Start of Records for this exercise

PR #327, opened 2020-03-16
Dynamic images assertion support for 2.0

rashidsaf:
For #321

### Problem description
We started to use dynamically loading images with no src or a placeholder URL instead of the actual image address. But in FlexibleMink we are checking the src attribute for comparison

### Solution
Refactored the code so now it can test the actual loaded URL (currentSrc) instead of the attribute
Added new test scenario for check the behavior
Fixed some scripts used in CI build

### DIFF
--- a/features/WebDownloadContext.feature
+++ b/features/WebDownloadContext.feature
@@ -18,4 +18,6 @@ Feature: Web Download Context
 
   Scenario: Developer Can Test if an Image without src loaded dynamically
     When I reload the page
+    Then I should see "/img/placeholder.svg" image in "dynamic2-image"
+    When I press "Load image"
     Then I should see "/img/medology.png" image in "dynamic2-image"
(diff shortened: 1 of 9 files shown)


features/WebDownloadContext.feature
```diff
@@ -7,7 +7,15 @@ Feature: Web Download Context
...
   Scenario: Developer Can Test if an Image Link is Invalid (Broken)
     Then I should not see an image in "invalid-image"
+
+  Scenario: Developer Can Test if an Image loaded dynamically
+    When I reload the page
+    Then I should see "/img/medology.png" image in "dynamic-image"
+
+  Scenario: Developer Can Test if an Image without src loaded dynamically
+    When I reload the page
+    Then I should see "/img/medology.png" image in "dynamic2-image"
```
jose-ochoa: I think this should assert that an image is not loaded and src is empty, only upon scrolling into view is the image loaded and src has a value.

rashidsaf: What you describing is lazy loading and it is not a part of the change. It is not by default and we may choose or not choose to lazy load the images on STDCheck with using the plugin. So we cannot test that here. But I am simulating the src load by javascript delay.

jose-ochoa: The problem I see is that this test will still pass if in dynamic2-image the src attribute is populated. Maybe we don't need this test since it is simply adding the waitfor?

End of Records for this exercise

:: Your task ::
Search the data above for "features" and copy every line where it turns up.

:: Output for this task ::
--- a/features/WebDownloadContext.feature
+++ b/features/WebDownloadContext.feature
features/WebDownloadContext.feature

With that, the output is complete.